13 Subqueries Use Subquery Features With Ease

13 Subqueries - Use Subquery Features With Ease #

Today I want to talk to you about “subqueries”.

In the previous lecture, I mentioned a complex SQL scenario, which involved joining multiple tables and how to design indexes to improve the performance of JOINs.

In addition to multiple table joins, developers also use subquery statements extensively. However, because previous versions of the MySQL database had limited optimization for subqueries, we used to avoid using subqueries in online transaction processing (OLTP) business scenarios as much as possible.

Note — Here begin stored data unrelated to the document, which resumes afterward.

PR #6325, opened 2026-06-22
📜 add-provider-regions skill: suffix-slug rule + hover article links + Step 10

paarriagadap:

Docs-only improvements to the `/add-provider-regions` skill, from the ILO frontend work and Codex feedback on #6321. Three things:

## 1. Keep the bare suffix slug for tiered providers (addresses Codex on #6321)

`parseLabel` resolves an entity to a provider by its `(Provider)` name suffix (lowercased, spaces stripped), **not** by `defined_by`. For a provider whose suffix doesn't match its per-level keys (e.g. `(ILO)` → `ilo`, not `ilo_1`), the bare slug must stay registered in `ADDITIONAL_REGION_DATA_PROVIDERS` + labels, or entity grouping and the hover silently break. (Real bug — fixed in owid/owid-grapher#6629.)

## 2. Embed the article link in hover descriptions

The Step 9 `descriptions` instruction now shows the markdown-link format pointing at the `world-region-map-definitions` anchor (matching the WB/WHO/UN entries).

## 3. New Step 10 — add the provider to the world-region-map-definitions article

The editorial step of adding the provider's section to the article (a gdoc): the heading → anchor slug rule, and that multi-tier providers share one section.

Docs-only.


paarriagadap:
@codex review

PR #6326, opened 2026-06-22
📜 Regions-workflow skill updates: drift check (update-dataset) + hover colors (add-provider-regions)

paarriagadap:

Two related documentation updates to the region-workflow skills, bundled together.

## `update-dataset` skill — region-provider drift check
- Adds a check during the harmonization step to flag when a dataset's provider regions aren't yet in the regions dataset, so they get added where needed.
- Step 5d falls back to the [world-region-map-definitions](https://ourworldindata.org/world-region-map-definitions) article links to re-derive an *existing* provider's regions when the dataset itself doesn't encode them (updates only — a brand-new provider's regions won't be in the article yet).

## `add-provider-regions` skill — hover color matching
- Documents the optional step of pinning a provider's region **hover colors** to the exact colors its map chart renders — the default `CategoricalMapPalette10` in the indicator's `sort`/display order — by adding name-keyed entries to `MapContinentColors` in owid-grapher's `CustomSchemes.ts`.
- Notes the placement requirement: the entries go in `MapContinentColors`, **not** `ContinentColors` (which is declared before `OwidMapColors` and can't reference it → a "used before declaration" typecheck error).
- Explains when to **skip** pinning: a region shared across tiers (e.g. ILO's `Arab States (ILO)`) sits at a different palette position in each tier, so one name-keyed color can't match both charts without a clash — leave such a provider on the position-based fallback.
- Corrects the shared-region grey-hole back-fill guidance to the centralized `PROVIDER_REGION_BACKFILLS` in `getAggregatesByProvider` (covers the hover **and** the admin entity presets), rather than a `getRegionsForKey`-only special-case.

The corresponding owid-grapher implementation (pinning Maddison/WID hover colors to their charts) ships separately in [owid/owid-grapher#6629](https://github.com/owid/owid-grapher/pull/6629).


paarriagadap:
@codex review

PR #6331, opened 2026-06-23
📊 Retry transient Metabase 502s in read_metabase

Marigold:

## Problem

owidbot chart-diff runs (and any other caller of the analytics → Metabase path) intermittently hard-fail with:

```
RuntimeError: Metabase API request failed with status code 502: <html>
... nginx/1.24.0 (Ubuntu) ...
```

The 502 page is generated by **nginx**, not Metabase — the upstream Metabase JVM is briefly unreachable. This is expected and benign: the analytics pipeline restarts Metabase every time it rebuilds the DuckDB mirrors so it picks up the fresh files (`ops/.buildkite/analytics/shared_duckdb_steps.yml` → `make metabase.restart` + `pm2 restart metabase`). That happens **daily**, plus on every push to the `analytics` / `owid-grapher` main branches, so the restart window is hit fairly often. Metabase reads the semantic layer straight from on-disk DuckDB files, whose inode is rewritten on rebuild (documented at `analytics/Makefile`), which is why a restart is needed in the first place.

The bug on our side: `read_metabase` fired a single request with **no retry**, so a few-second restart window failed the entire run.

## Fix

Wrap the request in a `tenacity.Retrying` loop (same pattern already used in `etl/snapshot.py` / `etl/grapher/io.py`; `tenacity` is already a dependency):

- **5 attempts, exponential backoff 2→60s** — covers a normal JVM reboot window (~30s of total wait across the gaps).
- **Retried:** HTTP 502/503/504 (`RETRYABLE_STATUS_CODES`) plus `ConnectionError` / `Timeout`.
- **Not retried:** 4xx and CSV parse failures reraise immediately (`reraise=True` preserves the original exception type rather than wrapping in `RetryError`).
- Each retry logs a `metabase.request_retry` warning with the attempt number, so restarts stay visible rather than silently swallowed.

## Testing

Verified with mocked responses: transient 502s retry and recover, a 400 fails fast with no retry, and a persistent 502 exhausts all attempts then reraises `MetabaseTransientError`. `make check` passes.

### DIFF
--- a/etl/analytics/metabase.py
+++ b/etl/analytics/metabase.py
@@ -9,6 +9,8 @@ from io import BytesIO
 import pandas as pd
 import requests
 from metabase_api import Metabase_API
+from structlog import get_logger
+from tenacity import Retrying, retry_if_exception_type, stop_after_attempt, wait_exponential
 
 from etl.config import (
     METABASE_API_KEY,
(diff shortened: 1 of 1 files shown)


Marigold:
@codex review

However, in MySQL 8.0, the optimization for subqueries has been significantly improved. So from now on, you can confidently use subqueries in MySQL.

Why do developers like to write subqueries so much? #

After working for many years, I have found that many developers prefer to write subqueries instead of traditional JOIN statements. Let me give you a simple example. If I asked a developer to “find the number of customers who haven’t placed any orders in 1993”, most of them would use a subquery to write this requirement, like this:

SELECT

    COUNT(c_custkey) cnt

FROM

    customer

WHERE

    c_custkey NOT IN (

        SELECT

            o_custkey

        FROM

            orders

        WHERE

            o_orderdate >= '1993-01-01'

            AND o_orderdate < '1994-01-01'

	);

From this example, you can see that the logic of the subquery is very clear: it queries which users are not in the orders table.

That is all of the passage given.